** EXERCISE DATA follows **

PR #2404, opened 2021-07-13
Add option to disable flashing effect on editor button

Kasterisk:
**Brief Description of What This PR Does**

Note that this doesn't disable the flashing of the editor button but the lighting effect used on it to workaround the bug where HUD is sometimes disappearing.

**Related Issues**

Addresses #2022 but doesn't completely fixes it.

**Progress Checklist**

Note: before starting this checklist the issue should be marked as non-draft.

- [x] PR author has checked that this PR works as intended and doesn't
      break existing features:
      https://wiki.revolutionarygamesstudio.com/wiki/Testing_Checklist
      (this is important as to not waste the time of Thrive team
      members reviewing this PR)
- [ ] Initial code review passed
- [ ] Functionality is confirmed working by another person (see above checklist link)
- [ ] Final code review is passed and code conforms to the 
      [styleguide](https://github.com/Revolutionary-Games/Thrive/blob/master/doc/style_guide.md).

Before merging all CI jobs should finish on this PR without errors, if
there are automatically detected style issues they should be fixed by
the PR author.

PR #2405, opened 2021-07-13
Fix built-in tooltips on the options menu not showing when paused

Kasterisk:

Noticed this while testing #2404, the built-in Godot tooltips used for the flash effect and cloud resolution divisor setting doesn't seem to show while ingame (pause menu). Turns out Godot's built in tooltips uses a timer which is dependent on the root viewport's Process notification, so when the tree is paused so does the root viewport and tooltip.

There's a workaround to this, one of which is to pause the lower node in hierarchy (such as the root node of a scene) but doing so won't be very clean. Instead I opted with using the already established custom tooltip system which is already independent of the SceneTree's pause state.

**Progress Checklist**

      break existing features:
      members reviewing this PR)

the PR author.


src/gui_common/tooltip/ToolTipHelper.cs
```diff
@@ -45,4 +45,13 @@ public static DefaultToolTip CreateDefaultToolTip()
 
         callbackData.Add(toolTipCallbackData);
     }
+
+    /// <summary>
+    ///   Registers a Control mouse enter/exit event to display a custom tooltip from the given tooltip and group name.
+    /// </summary>
+    public static void RegisterToolTipForControl(this Control control, string tooltipName, string groupName,
+        List<ToolTipCallbackData> callbackDatas)
```
hhyyrylainen, line 53:
```suggestion
        List<ToolTipCallbackData> callbackData)
```
Data is already plural (AFAIK) so you can't really add "s" to it.

src/general/OptionsMenu.cs
```diff
@@ -351,6 +358,9 @@ public override void _Ready()
         // We're only utilizing the AcceptDialog's auto resize functionality,
         // so hide the default Ok button since it's not needed
         backConfirmationBox.GetOk().Hide();
+
+        cloudResolutionTitle.RegisterToolTipForControl("cloudResolution", "options", toolTipCallbacks);
+        guiLightEffectsToggle.RegisterToolTipForControl("guiLightEffects", "options", toolTipCallbacks);
```
hhyyrylainen, line 363: When the data is not needed, would it be nice if it could be just given as null?

hhyyrylainen (changes requested):
Just a few small comments.

src/general/OptionsMenu.cs
Kasterisk: Could be, assuming the programmer has alternative way for the callbacks handling, otherwise the tooltip wouldn't react to anything, but that could be documented in the code.

hhyyrylainen: Well for these tooltips, doesn't the tooltip manager or whatever it is, handle the showing? So the client code that specifies that this should have a tooltip, shouldn't need to worry itself about allocating a dummy callback data.

Kasterisk: Yes the tooltip manager handles that but it's notified by the callbacks. Now that you mention it, I guess all these callback data can just be stored in the tooltip manager class instead of in the client code.

Kasterisk: Okay, I ended up unifying all the tooltip callback storing into ToolTipHelper, this should make the custom tooltip more robust and less of a hassle to setup.

src/gui_common/tooltip/ToolTipCallbackData.cs
```diff
@@ -3,13 +3,16 @@
 /// <summary>
 ///   Helper class to contain the OnMouseEnter and OnMouseExit callback for the custom tooltips
 /// </summary>
-public class ToolTipCallbackData : Reference
+public class ToolTipCallbackData : Object
```
hhyyrylainen, line 6: Why was this base class change done?

hhyyrylainen (approved):
I think I'm happy with this now. Just need to fix the translations being out of date.

FuJa0815:
To resolve the conflicts:
```bash
git checkout master
git pull
git checkout fix_tooltip_on_pause
git checkout master locale
ruby scripts/update_localization.rb
git add .
git commit -m "updated localizations"
git push
```

FuJa0815 (approved):
Works good ingame

src/gui_common/tooltip/ToolTipCallbackData.cs
Kasterisk: Was changed so a callback data instance could be freed manually on tooltip unregister, but that itself is not very safe which is why the call is set to run on next frame. Revisiting this, inheriting Reference here may actually be more convenient and safer as you could just rely on garbage collection so no need to manually freeing the instance after removing its reference from the `ToolTipCallbacks` list, a bonus perk is that it won't get deleted immediately afterwards.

** End of EXERCISE DATA **

#### AIM OF THE TASK:
What is needed is a faithful transcription of every entry.

#### RESPONSE AREA:
PR #2404, opened 2021-07-13
Add option to disable flashing effect on editor button

Kasterisk:
**Brief Description of What This PR Does**

Note that this doesn't disable the flashing of the editor button but the lighting effect used on it to workaround the bug where HUD is sometimes disappearing.

**Related Issues**

Addresses #2022 but doesn't completely fixes it.

**Progress Checklist**

Note: before starting this checklist the issue should be marked as non-draft.

- [x] PR author has checked that this PR works as intended and doesn't
      break existing features:
      https://wiki.revolutionarygamesstudio.com/wiki/Testing_Checklist
      (this is important as to not waste the time of Thrive team
      members reviewing this PR)
- [ ] Initial code review passed
- [ ] Functionality is confirmed working by another person (see above checklist link)
- [ ] Final code review is passed and code conforms to the 
      [styleguide](https://github.com/Revolutionary-Games/Thrive/blob/master/doc/style_guide.md).

Before merging all CI jobs should finish on this PR without errors, if
there are automatically detected style issues they should be fixed by
the PR author.

PR #2405, opened 2021-07-13
Fix built-in tooltips on the options menu not showing when paused

Kasterisk:

Noticed this while testing #2404, the built-in Godot tooltips used for the flash effect and cloud resolution divisor setting doesn't seem to show while ingame (pause menu). Turns out Godot's built in tooltips uses a timer which is dependent on the root viewport's Process notification, so when the tree is paused so does the root viewport and tooltip.

There's a workaround to this, one of which is to pause the lower node in hierarchy (such as the root node of a scene) but doing so won't be very clean. Instead I opted with using the already established custom tooltip system which is already independent of the SceneTree's pause state.

**Progress Checklist**

      break existing features:
      members reviewing this PR)

the PR author.


src/gui_common/tooltip/ToolTipHelper.cs
```diff
@@ -45,4 +45,13 @@ public static DefaultToolTip CreateDefaultToolTip()
 
         callbackData.Add(toolTipCallbackData);
     }
+
+    /// <summary>
+    ///   Registers a Control mouse enter/exit event to display a custom tooltip from the given tooltip and group name.
+    /// </summary>
+    public static void RegisterToolTipForControl(this Control control, string tooltipName, string groupName,
+        List<ToolTipCallbackData> callbackDatas)
```
hhyyrylainen, line 53:
```suggestion
        List<ToolTipCallbackData> callbackData)
```
Data is already plural (AFAIK) so you can't really add "s" to it.

src/general/OptionsMenu.cs
```diff
@@ -351,6 +358,9 @@ public override void _Ready()
         // We're only utilizing the AcceptDialog's auto resize functionality,
         // so hide the default Ok button since it's not needed
         backConfirmationBox.GetOk().Hide();
+
+        cloudResolutionTitle.RegisterToolTipForControl("cloudResolution", "options", toolTipCallbacks);
+        guiLightEffectsToggle.RegisterToolTipForControl("guiLightEffects", "options", toolTipCallbacks);
```
hhyyrylainen, line 363: When the data is not needed, would it be nice if it could be just given as null?

hhyyrylainen (changes requested):
Just a few small comments.

src/general/OptionsMenu.cs
Kasterisk: Could be, assuming the programmer has alternative way for the callbacks handling, otherwise the tooltip wouldn't react to anything, but that could be documented in the code.

hhyyrylainen: Well for these tooltips, doesn't the tooltip manager or whatever it is, handle the showing? So the client code that specifies that this should have a tooltip, shouldn't need to worry itself about allocating a dummy callback data.

Kasterisk: Yes the tooltip manager handles that but it's notified by the callbacks. Now that you mention it, I guess all these callback data can just be stored in the tooltip manager class instead of in the client code.

Kasterisk: Okay, I ended up unifying all the tooltip callback storing into ToolTipHelper, this should make the custom tooltip more robust and less of a hassle to setup.

src/gui_common/tooltip/ToolTipCallbackData.cs
```diff
@@ -3,13 +3,16 @@
 /// <summary>
 ///   Helper class to contain the OnMouseEnter and OnMouseExit callback for the custom tooltips
 /// </summary>
-public class ToolTipCallbackData : Reference
+public class ToolTipCallbackData : Object
```
hhyyrylainen, line 6: Why was this base class change done?

hhyyrylainen (approved):
I think I'm happy with this now. Just need to fix the translations being out of date.

FuJa0815:
To resolve the conflicts:
```bash
git checkout master
git pull
git checkout fix_tooltip_on_pause
git checkout master locale
ruby scripts/update_localization.rb
git add .
git commit -m "updated localizations"
git push
```

FuJa0815 (approved):
Works good ingame

src/gui_common/tooltip/ToolTipCallbackData.cs
Kasterisk: Was changed so a callback data instance could be freed manually on tooltip unregister, but that itself is not very safe which is why the call is set to run on next frame. Revisiting this, inheriting Reference here may actually be more convenient and safer as you could just rely on garbage collection so no need to manually freeing the instance after removing its reference from the `ToolTipCallbacks` list, a bonus perk is that it won't get deleted immediately afterwards.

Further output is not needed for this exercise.